Image: Sourcegraph / ampcode.com Amp's Librarian Gets 3x Faster, Plugins Can Now Spawn Agents, and Diffs Are Built In
Three updates landed in Amp this week: the Librarian search subagent is now 3x faster and 43% cheaper, plugins can create and manage sub-agents directly, and you can review and stage code changes without leaving the app.
Amp shipped three updates in the span of four days this week. The Librarian, the codebase search subagent that handles research tasks, got significantly faster and cheaper. Plugins gained the ability to create their own sub-agents. And diff review landed as a built-in feature.
The Librarian Is 3x Faster and 43% Cheaper
The Librarian is the subagent Amp uses when you ask it to investigate a codebase: tracing how a feature works, finding where a bug originates, checking which services expose a particular API. On large codebases, this search step was the slowest part of most Amp sessions.
The June 18 update cuts Librarian latency by roughly two-thirds and reduces the cost per run by 43%. The specifics of how this was achieved weren’t detailed publicly, but the practical effect is that deep research prompts that previously had noticeable wait times now feel closer to inline completion.

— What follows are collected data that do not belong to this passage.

PR #954, opened 2026-08-15
NUTCH-3206 XML parsers should not be vulnerable to XXE attacks

lewismc:
PR for [NUTCH-3206](https://issues.apache.org/jira/browse/NUTCH-3206) which is flagged by https://github.com/apache/nutch/security/code-scanning/24
This is a really straightforward PR and should likely have been addressed a while back when a similar concern was reported and addressed.


sebastian-nagel (approved):
Looks good to me. Thanks, @lewismc!

PR #955, opened 2026-08-16
NUTCH-3207 Unify indentation in nutch-default.xml

sebastian-nagel:
A white-space only change (except a single added comma).

Unifies the indentation of every property to 2 spaces. For example:
```xml
<property>
  <name>http.timeout</name>
  <value>10000</value>
  <description>
    The default network timeout, in milliseconds.
  </description>
</property>
```

The description is always kept in a separate block of lines between the opening `<description>` and the closing `</description>`.

### DIFF
--- a/conf/nutch-default.xml
+++ b/conf/nutch-default.xml
@@ -27,20 +27,24 @@
 <property>
   <name>file.content.limit</name>
   <value>1048576</value>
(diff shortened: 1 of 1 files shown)


lewismc (approved):
+1

PR #958, opened 2026-08-16
NUTCH-3197 Yetus: fix real precommit defects (shell, Docker, shelldocs)

lewismc:
PR for [NUTCH-3197](https://issues.apache.org/jira/browse/NUTCH-3197)

Follow-up to [NUTCH-3196](https://github.com/apache/nutch/pull/947) (Child A: Yetus false-positive baselines). This is **Child B** of the Yetus master precommit initiative: fix real defects the gate correctly reported, without taking on historical style debt (Child C) or shellcheck warnings/notes (Child D).

**Fork:** `lewismc/nutch` → `apache/nutch` (replaces incorrectly opened #956 from upstream branch).

## Summary

- Fix 11 shellcheck **errors** in `src/bin/crawl` and `src/bin/nutch` (SC2071, SC2144, SC2242, SC2145) with behavior-preserving edits
- Fix SC2006 on cygpath line introduced by the SC2144 refactor (`$(...)` instead of backticks)
- Add `@audience` / `@stability` shelldocs annotations to five helper functions in `src/bin/crawl`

Plugins Can Now Create Agents
The June 19 update gives plugins the ability to create agents, run them for a single task, and then continue talking to their threads after the task completes.
Previously, plugins could use Amp’s main agent but couldn’t spawn their own. This change lets a plugin kick off a focused sub-agent for a specific job and get back a result without blocking the main session. The sub-agent’s thread persists, so you can inspect what it did or continue a conversation with it after the plugin finishes.
The practical application depends on what plugins you’re using, but for anything that involves research or multi-step actions, this means less waiting and more parallel work.
Diff Review in the App
The June 16 update added a Diffs view inside Amp. You can now review the changes an agent made and stage them for commit without switching to a terminal or opening a separate git client.
This closes a context-switch that affected most Amp workflows. Previously, after an agent finished, you’d move to the terminal or VS Code to check the diff and stage what you wanted. That step is now in the same interface where you gave the instruction.